Doesn't the mono- part of monopoly make this statement a little shakey?

------
scholia
Microsoft doesn't sell laptops to OEMs, and none of these companies is buying
anything from Microsoft, so I don't see what Microsoft has to do with it. If
they have lost their original supplier, for whatever unstated reason, there
are dozens of Asian white box PC makers who will ship whatever you like, at
low prices....

Perhaps the market is just too small to make financial sense, or these Dutch
shops have no money.

I used the Wayback machine to have a look at the products and the results are
not too exciting.
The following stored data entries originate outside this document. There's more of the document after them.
PR #1379, opened 2025-06-13
Computing and matching checksum on the write channel

animesh-g:
In this PR ,

* Checksum Verification for Writes: Introduces a new feature to calculate a client-side CRC32C checksum during file writes and compare it against the checksum returned by the GCS server upon successful upload. This helps verify data integrity during the transfer.
* Configuration Option: Adds a new Hadoop configuration property, `fs.gs.write.rolling.checksum.enable`, to enable or disable this write checksum verification feature. It is disabled by default.

Testing done -
On Hadoop CLI,
- File write, overwrite and append operation
- Both small(few KBs) and large(500 MB)

On Dataproc Cluster(Trino),
- Ran [CTAS](https://docs.aws.amazon.com/athena/latest/ug/ctas-examples.html) Queries...
- Ran [TPCDS](https://www.tpc.org/tpcds/) queries

### DIFF
--- a/gcsio/src/main/java/com/google/cloud/hadoop/gcsio/GoogleCloudStorageWriteChannel.java
+++ b/gcsio/src/main/java/com/google/cloud/hadoop/gcsio/GoogleCloudStorageWriteChannel.java
@@ -26,6 +26,8 @@ import com.google.cloud.hadoop.util.AsyncWriteChannelOptions;
 import com.google.cloud.hadoop.util.ClientRequestHelper;
 import com.google.cloud.hadoop.util.GoogleCloudStorageEventBus;
 import com.google.cloud.hadoop.util.LoggingMediaHttpUploaderProgressListener;
+import com.google.common.io.BaseEncoding;
+import com.google.common.primitives.Ints;
 import java.io.IOException;
 import java.io.InputStream;
 import java.time.Duration;
@@ -117,9 +119,26 @@ public class GoogleCloudStorageWriteChannel extends AbstractGoogleAsyncWriteChan
   }
 
   @Override
-  public void handleResponse(StorageObject response) {
+  public void handleResponse(StorageObject response) throws IOException {
     completedItemInfo = GoogleCloudStorageImpl.createItemInfoForStorageObject(resourceId, response);
-    serverProvidedCrc32c = response.getCrc32c();
+    if (channelOptions.isRollingChecksumEnabled()) {
+      verifyChecksums(response.getCrc32c());
+    }
+  }
+
+  private void verifyChecksums(String serverProvidedCrc32c) throws IOException {
+    String srcCrc =
+        BaseEncoding.base64().encode(Ints.toByteArray(cumulativeCrc32cHasher.hash().asInt()));
+    if (!srcCrc.equals(serverProvidedCrc32c)) {
+      throw new IOException(
+          String.format(
+              "Data integrity check failed for resource '%s'. Client-calculated CRC32C (%s) did not match server-provided CRC32C (%s).",
+              getResourceString(), srcCrc, serverProvidedCrc32c));
+    } else {
+      logger.atFine().log(
+          "Data integrity check passed for resource '%s'. Client-calculated CRC32C (%s) matched the server-provided CRC32C (%s).",
+          getResourceString(), srcCrc, serverProvidedCrc32c);
+    }
   }
 
   /**
--- a/util/src/main/java/com/google/cloud/hadoop/util/AbstractGoogleAsyncWriteChannel.java
+++ b/util/src/main/java/com/google/cloud/hadoop/util/AbstractGoogleAsyncWriteChannel.java
@@ -21,8 +21,6 @@ import static com.google.common.base.Preconditions.checkState;
 import com.google.common.flogger.GoogleLogger;
 import com.google.common.hash.Hasher;
 import com.google.common.hash.Hashing;
-import com.google.common.io.BaseEncoding;
-import com.google.common.primitives.Ints;
 import java.io.BufferedInputStream;
 import java.io.IOException;
 import java.io.InputStream;
@@ -64,12 +62,10 @@ public abstract class AbstractGoogleAsyncWriteChannel<T> implements WritableByte
 
   private ByteBuffer uploadCache = null;
 
-  private final Hasher cumulativeCrc32cHasher;
+  protected final Hasher cumulativeCrc32cHasher;
 
   // To avoid duplicate calculations in case of reuploadFromCache.
   private boolean reuploadFromCacheInitiated = false;
-
-  protected String serverProvidedCrc32c = "";
 
   /** Construct a new channel using the given ExecutorService to run background uploads. */
   public AbstractGoogleAsyncWriteChannel(
@@ -86,11 +82,11 @@ public abstract class AbstractGoogleAsyncWriteChannel<T> implements WritableByte
    * Handle the API response.
    *
    * <p>This method is invoked after the upload has completed on the same thread that invokes
-   * close().
+   * close(). It can throw IOException if checksum matching is enabled and mismatched.
    *
    * @param response The API response object.
    */
-  public void handleResponse(T response) {}
+  public void handleResponse(T response) throws IOException {}
 
   /** Returns true if direct media uploads are enabled. */
   public boolean isDirectUploadEnabled() {
@@ -132,12 +128,8 @@ public abstract class AbstractGoogleAsyncWriteChannel<T> implements WritableByte
     try {
       int originalPosition = buffer.position();
       int writtenBytes = pipeSink.write(buffer);
-      if (this.channelOptions.isRollingChecksumEnabled() && !this.reuploadFromCacheInitiated) {
-        ByteBuffer duplicateBuffer = buffer.duplicate();
-        duplicateBuffer.position(originalPosition);
-        // Only calculate hash for written bytes.
-        duplicateBuffer.limit(writtenBytes);
-        cumulativeCrc32cHasher.putBytes(duplicateBuffer);
+      if (channelOptions.isRollingChecksumEnabled() && !reuploadFromCacheInitiated) {
+        addBytesToCumulativeChecksum(buffer, writtenBytes, originalPosition);
       }
       return writtenBytes;
     } catch (IOException e) {
@@ -146,6 +138,15 @@ public abstract class AbstractGoogleAsyncWriteChannel<T> implements WritableByte
               "Failed to write %d bytes in '%s'", buffer.remaining(), getResourceString()),
           e);
     }
+  }
+
+  private void addBytesToCumulativeChecksum(
+      ByteBuffer src, int writtenBytes, int originalPosition) {
+    ByteBuffer duplicateBuffer = src.duplicate();
+    duplicateBuffer.position(originalPosition);
+    // Only calculate hash for written bytes.
+    duplicateBuffer.limit(writtenBytes);
+    cumulativeCrc32cHasher.putBytes(duplicateBuffer);
   }
 
   /**
@@ -184,28 +185,10 @@ public abstract class AbstractGoogleAsyncWriteChannel<T> implements WritableByte
     } finally {
       closeInternal();
     }
-    if (this.channelOptions.isRollingChecksumEnabled()) {
-      compareChecksums();
-    }
-  }
-
-  private void compareChecksums() throws IOException {
-    String srcCrc =
-        BaseEncoding.base64().encode(Ints.toByteArray(cumulativeCrc32cHasher.hash().asInt()));
-    if (!srcCrc.equals(this.serverProvidedCrc32c)) {
-      throw new IOException(
-          String.format(
-              "Data integrity check failed for resource '%s'. Client-calculated CRC32C (%s) did not match server-provided CRC32C (%s).",
-              getResourceString(), srcCrc, this.serverProvidedCrc32c));
-    } else {
-      logger.atFine().log(
-          "Data integrity check passed for resource '%s'. Client-calculated CRC32C (%s) matched the server-provided CRC32C (%s).",
-          getResourceString(), srcCrc, this.serverProvidedCrc32c);
-    }
   }
 
   private void reuploadFromCache() throws IOException {
-    this.reuploadFromCacheInitiated = true;
+    reuploadFromCacheInitiated = true;
     closeInternal();
     initialized = false;
 


gcsio/src/main/java/com/google/cloud/hadoop/gcsio/GoogleCloudStorageWriteChannel.java
```diff
@@ -65,13 +77,60 @@ public GoogleCloudStorageWriteChannel(
...
+      buffer.limit(intExact);
+      consumed = intExact;
+    }
+    cumulativeCrc32c.putBytes(buffer);
+    src.position(src.position() + consumed);
+    return consumed;
+  }
+
+  @Override
+  public void close() throws IOException {
```
ajayky-os: In AbstractGoogleAsyncWriteChannel write() method, it is not guaranteed that the buffer is actually successfully written to GCS on which we are computing cumulativeCrc32c. On looking at close() implementation in AbstractGoogleAsyncWriteChannel it seems it tries to flush the buffer, in some case for this it uses reuploadFromCache(). It may not change the rolling checksum computation, but I am wondering if it can change the actualCrc which is turn result in false alarm ?

breach10ck (approved):

gcsio/src/main/java/com/google/cloud/hadoop/gcsio/GoogleCloudStorageWriteChannel.java
animesh-g: The current implementation relies on the Apiary layer to initiate retries. The hash calculation is performed within the write methods invoked by HadoopFS, ensuring a single execution per buffer. So, I think hash would be correct in all cases.

Furthermore, any failures or errors encountered during the upload API call will trigger an exception, preventing the close method from being invoked. This mechanism makes the probability of false alarms highly improbable.

Someone in dataproc team would know better on how Spark(and others) behave in this case, maybe they can confirm this.

gcs/src/test/java/com/google/cloud/hadoop/fs/gcs/GoogleHadoopFileSystemConfigurationTest.java
```diff
@@ -129,6 +129,7 @@ public class GoogleHadoopFileSystemConfigurationTest {
           put("fs.gs.write.parallel.composite.upload.part.file.name.prefix", "");
           put("fs.gs.fadvise.request.track.count", 3);
           put("fs.gs.operation.move.enable", false);
+          put("fs.gs.operation.checksum.write.enable", false);
```
singhravidutt: it's not an operation, what about naming it as `fs.gs.write.rolling.checksum.enable`?

gcs/src/main/java/com/google/cloud/hadoop/fs/gcs/GoogleHadoopFileSystemConfiguration.java
```diff
@@ -632,7 +641,8 @@ static GoogleCloudStorageOptions.Builder getGcsOptionsBuilder(Configuration conf
         .setOperationTraceLogEnabled(GCS_OPERATION_TRACE_LOG_ENABLE.get(config, config::getBoolean))
         .setTrafficDirectorEnabled(GCS_GRPC_TRAFFICDIRECTOR_ENABLE.get(config, config::getBoolean))
         .setWriteChannelOptions(getWriteChannelOptions(config))
-        .setMoveOperationEnabled(GCS_OPERATION_MOVE_ENABLE.get(config, config::getBoolean));
+        .setMoveOperationEnabled(GCS_OPERATION_MOVE_ENABLE.get(config, config::getBoolean))
+        .setChecksumWriteEnabled(GCS_CHECKSUM_WRITE_ENABLE.get(config, config::getBoolean));
```
singhravidutt: Better to make it part of WriteCHannelOptions.

gcsio/src/main/java/com/google/cloud/hadoop/gcsio/GoogleCloudStorageImpl.java
```diff
@@ -440,7 +440,8 @@ public WritableByteChannel create(StorageResourceId resourceId, CreateObjectOpti
             storageOptions.getWriteChannelOptions(),
             resourceId,
             options,
-            writeConditions) {
+            writeConditions,
+            storageOptions) {
```
singhravidutt: Don't have to pass storageOption if checkSum config is part of write options.

gcs/src/main/java/com/google/cloud/hadoop/fs/gcs/GoogleHadoopFileSystemConfiguration.java
```diff
@@ -106,6 +106,15 @@ public class GoogleHadoopFileSystemConfiguration {
   public static final HadoopConfigurationProperty<Boolean> GCS_HIERARCHICAL_NAMESPACE_ENABLE =
       new HadoopConfigurationProperty<>("fs.gs.hierarchical.namespace.folders.enable", false);
 
+  /**
+   * Configuration key for checksum writes
+   *
+   * <p>If this is enabled, write channel will calculate rolling checksum and compare it from server
+   * response.
+   */
+  public static final HadoopConfigurationProperty<Boolean> GCS_CHECKSUM_WRITE_ENABLE =
```
cnauroth: For future extensibility, would it make sense for this to be multi-valued (e.g. enum)? For example, if GCS in the future adds a new kind of checksum, we'd be able to support it with a new value for the same configuration key instead of needing to add a second boolean property.

gcsio/src/main/java/com/google/cloud/hadoop/gcsio/GoogleCloudStorageWriteChannel.java
```diff
@@ -65,13 +77,61 @@ public GoogleCloudStorageWriteChannel(
...
     this.writeConditions = writeConditions;
+    this.cumulativeCrc32c = Hashing.crc32c().newHasher();
+    this.actualCrc32c = "";
+    this.storageOptions = options;
+  }
+
+  @Override
+  public synchronized int write(ByteBuffer src) throws IOException {
+    ByteBuffer dup = src.duplicate();
+    int written = super.write(src);
```
singhravidutt: why to have that coupling? Why not move hash calculation logic to base class?

gcsio/src/test/java/com/google/cloud/hadoop/gcsio/GoogleCloudStorageWriteChannelTest.java
```diff
@@ -49,7 +49,8 @@ public void createRequest_shouldSetKmsKeyName() throws IOException {
             AsyncWriteChannelOptions.DEFAULT,
             new StorageResourceId(BUCKET_NAME, OBJECT_NAME),
             CreateObjectOptions.DEFAULT_NO_OVERWRITE.toBuilder().setKmsKeyName(kmsKeyName).build(),
-            ObjectWriteConditions.NONE);
+            ObjectWriteConditions.NONE,
```
singhravidutt: Would need to write other test cases where we can inject the wrong checksum by mocked transport layer.

animesh-g: Added test cases.

gcsio/src/main/java/com/google/cloud/hadoop/gcsio/GoogleCloudStorageWriteChannel.java
animesh-g: Done.

gcsio/src/main/java/com/google/cloud/hadoop/gcsio/GoogleCloudStorageImpl.java
animesh-g: Done.

gcs/src/main/java/com/google/cloud/hadoop/fs/gcs/GoogleHadoopFileSystemConfiguration.java
animesh-g: Done

gcs/src/test/java/com/google/cloud/hadoop/fs/gcs/GoogleHadoopFileSystemConfigurationTest.java
animesh-g: Done

gcs/src/main/java/com/google/cloud/hadoop/fs/gcs/GoogleHadoopFileSystemConfiguration.java
animesh-g: Currently GCS supports both crc32c and md5. We have gone with crc32c intentionally as it is faster and less compute heavy. Also md5 is not available in case of compose(). Collisions are not much of problems for checking data integrity. I don't see the need for supporting multiple types of checksums. It can be evaluated as per the need in future.

gcsio/src/main/java/com/google/cloud/hadoop/gcsio/GoogleCloudStorageWriteChannel.java
animesh-g: Have updated the implementation to avoid this issue.

gcs/src/main/java/com/google/cloud/hadoop/fs/gcs/GoogleHadoopFileSystemConfiguration.java
```diff
@@ -295,6 +295,17 @@ public class GoogleHadoopFileSystemConfiguration {
...
 
+  /**
+   * Configuration key for rolling checksum on writes.
+   *
+   * <p>If this is enabled, write channel will calculate rolling crc32c checksum and compare it from
+   * server response.
+   */
+  public static final HadoopConfigurationProperty<Boolean> GCS_WRITE_ROLLING_CHECKSUM_ENABLE =
+      new HadoopConfigurationProperty<>(
+          "fs.gs.outputstream.rolling.checksum.enable",
```
singhravidutt: mit: make it consistent with config name.

util/src/main/java/com/google/cloud/hadoop/util/AbstractGoogleAsyncWriteChannel.java
```diff
@@ -128,6 +145,20 @@ public synchronized int write(ByteBuffer buffer) throws IOException {
     }
   }
 
+  private long hash(ByteBuffer src, long written) {
```
singhravidutt: why long?

util/src/main/java/com/google/cloud/hadoop/util/AbstractGoogleAsyncWriteChannel.java
```diff
@@ -128,6 +145,20 @@ public synchronized int write(ByteBuffer buffer) throws IOException {
...
+    ByteBuffer buffer = src.slice();
+    int remaining = buffer.remaining();
+    int consumed = remaining;
+    if (written < remaining) {
+      int intExact = Math.toIntExact(written);
+      buffer.limit(intExact);
+      consumed = intExact;
+    }
+    cumulativeCrc32c.putBytes(buffer);
```
singhravidutt: It's a bit complex for me to follow, 
Shouldn't we be just be adjusting the duplicate buffer's limit to pos()+writtenBytes and provide it to the hasher to read?

util/src/main/java/com/google/cloud/hadoop/util/AbstractGoogleAsyncWriteChannel.java
```diff
@@ -117,9 +128,15 @@ public synchronized int write(ByteBuffer buffer) throws IOException {
     } else {
       uploadCache = null;
     }
-
     try {
-      return pipeSink.write(buffer);
+      int originalPos = buffer.position();
+      int written = pipeSink.write(buffer);
```
singhravidutt: writtenBytes?

util/src/main/java/com/google/cloud/hadoop/util/AbstractGoogleAsyncWriteChannel.java
```diff
@@ -117,9 +128,15 @@ public synchronized int write(ByteBuffer buffer) throws IOException {
...
+      if (this.channelOptions.isRollingChecksumEnabled() && !this.isChecksumComputed) {
```
singhravidutt: what's the purpose of `isChecksumComputed`?

gcsio/src/main/java/com/google/cloud/hadoop/gcsio/GoogleCloudStorageWriteChannel.java
```diff
@@ -172,7 +172,9 @@ public StorageObject call() throws Exception {
       // Try-with-resource will close this end of the pipe so that
       // the writer at the other end will not hang indefinitely.
       try (InputStream ignore = pipeSource) {
-        return uploadObject.execute();
+        StorageObject response = uploadObject.execute();
+        serverProvidedCrc32c = response.getCrc32c();
```
singhravidutt: why we are extracting values from response and making them a class variable? Wouldn't it be better to let the `handleResponse` method to take care of it?

util/src/main/java/com/google/cloud/hadoop/util/AbstractGoogleAsyncWriteChannel.java
```diff
@@ -164,6 +195,23 @@ public void close() throws IOException {
...
       closeInternal();
     }
+    if (this.channelOptions.isRollingChecksumEnabled() && this.isChecksumComputed) {
+      compareChecksums();
+    }
+  }
+
+  private void compareChecksums() throws IOException {
+    String srcCrc = BaseEncoding.base64().encode(Ints.toByteArray(cumulativeCrc32c.hash().asInt()));
+    if (!srcCrc.equals(this.serverProvidedCrc32c)) {
```
singhravidutt: Could there be a case where crc hash is not returned in response?

gcsio/src/test/java/com/google/cloud/hadoop/gcsio/GoogleCloudStorageTest.java
```diff
@@ -278,6 +282,84 @@ public void testCreateObjectWithGenerationId() throws Exception {
...
+    try (WritableByteChannel writeChannel =
+        gcs.create(new StorageResourceId(BUCKET_NAME, OBJECT_NAME, 1))) {
+      assertThat(writeChannel.isOpen()).isTrue();
+      writeChannel.write(ByteBuffer.wrap(testData));
+      IOException thrown = assertThrows(IOException.class, writeChannel::close);
+      assertThat(thrown)
+          .hasMessageThat()
+          .isEqualTo(
+              String.format(
+                  "Data integrity check failed for resource 'gs://foo-bucket/bar-object'."
```
singhravidutt: nit: get the path from object, instead of hardcoding it.

util/src/main/java/com/google/cloud/hadoop/util/AbstractGoogleAsyncWriteChannel.java
animesh-g: CRC32C is always available for all objects. Empty CRC could also indicate a server side corruption issue. See GCS documentation https://cloud.google.com/storage/docs/xml-api/reference-headers#xgooghash

gcsio/src/main/java/com/google/cloud/hadoop/gcsio/GoogleCloudStorageWriteChannel.java
animesh-g: Good catch. That seems to be the better place.

util/src/main/java/com/google/cloud/hadoop/util/AbstractGoogleAsyncWriteChannel.java
animesh-g: To avoid duplicate calculation while reuploadCache. Added a comment for the same.

util/src/main/java/com/google/cloud/hadoop/util/AbstractGoogleAsyncWriteChannel.java
animesh-g: Done

util/src/main/java/com/google/cloud/hadoop/util/AbstractGoogleAsyncWriteChannel.java
animesh-g: I have cleaned this method up. Return type was there for some debugging. We just need to check change buffer limit before putting the bytes to the buffer.

util/src/main/java/com/google/cloud/hadoop/util/AbstractGoogleAsyncWriteChannel.java
animesh-g: Removed.

gcs/src/main/java/com/google/cloud/hadoop/fs/gcs/GoogleHadoopFileSystemConfiguration.java
animesh-g: Done.

gcsio/src/main/java/com/google/cloud/hadoop/gcsio/GoogleCloudStorageWriteChannel.java
```diff
@@ -119,6 +119,7 @@ Storage.Objects.Insert createRequest(InputStreamContent inputStream) throws IOEx
   @Override
   public void handleResponse(StorageObject response) {
     completedItemInfo = GoogleCloudStorageImpl.createItemInfoForStorageObject(resourceId, response);
+    serverProvidedCrc32c = response.getCrc32c();
```
singhravidutt: No, what I meant to say was why to even make it a class member and not just use it during hashComparison which should be initiated at handleResponse

util/src/main/java/com/google/cloud/hadoop/util/AbstractGoogleAsyncWriteChannel.java
```diff
@@ -164,9 +184,28 @@ public void close() throws IOException {
     } finally {
       closeInternal();
     }
+    if (this.channelOptions.isRollingChecksumEnabled()) {
+      compareChecksums();
```
singhravidutt: Can this be initiated from `handleResponse`?

util/src/main/java/com/google/cloud/hadoop/util/AbstractGoogleAsyncWriteChannel.java
```diff
@@ -117,9 +129,17 @@ public synchronized int write(ByteBuffer buffer) throws IOException {
     } else {
       uploadCache = null;
     }
-
     try {
-      return pipeSink.write(buffer);
+      int originalPosition = buffer.position();
+      int writtenBytes = pipeSink.write(buffer);
+      if (this.channelOptions.isRollingChecksumEnabled() && !this.reuploadFromCacheInitiated) {
```
singhravidutt: can we put hash calculation in separately function.

gcsio/src/main/java/com/google/cloud/hadoop/gcsio/GoogleCloudStorageWriteChannel.java
animesh-g: I didn't do it because it changes the signature of handleResponse as it will start throwing exception. Also it was in overridden in derived class. But thinking more about it, keeping it in handleResponse seems reasonable so made the changes.

util/src/main/java/com/google/cloud/hadoop/util/AbstractGoogleAsyncWriteChannel.java
animesh-g: Done.

gcs/src/main/java/com/google/cloud/hadoop/fs/gcs/GoogleHadoopFileSystemConfiguration.java
cnauroth: Sounds good, will resolve this comment.

singhravidutt:
follow up bug fixed in: https://github.com/GoogleCloudDataproc/hadoop-connectors/pull/1385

For example, a year ago, the 1.9kg Mingos LT-13-2 laptop had
a 1.3GHz Pentium, 2GB of RAM and a 160GB hard drive for €540.00 ($708) with
Ubuntu.

[http://web.archive.org/web/20120603005911/http://www.mingos....](http://web.archive.org/web/20120603005911/http://www.mingos.nl/ubuntu-
laptops/mingos-lt-13-2.html)

I can't see how any rational person would buy that, even if they were totally
clueless, rabid anti-Microsoft fanboys. It's not like installing Ubuntu is
_hard_ ...

This whole thing makes no sense.

------
Ergomane
You can still buy a Dell XPS 13 with Ubuntu via dell.nl or an OS-less laptop
via BTO.

> <http://linuxcomputers.nl/>

They don't appear to even mention secure boot as the reason, but pricing,
margin and lack of interest, both from consumers as from vendors.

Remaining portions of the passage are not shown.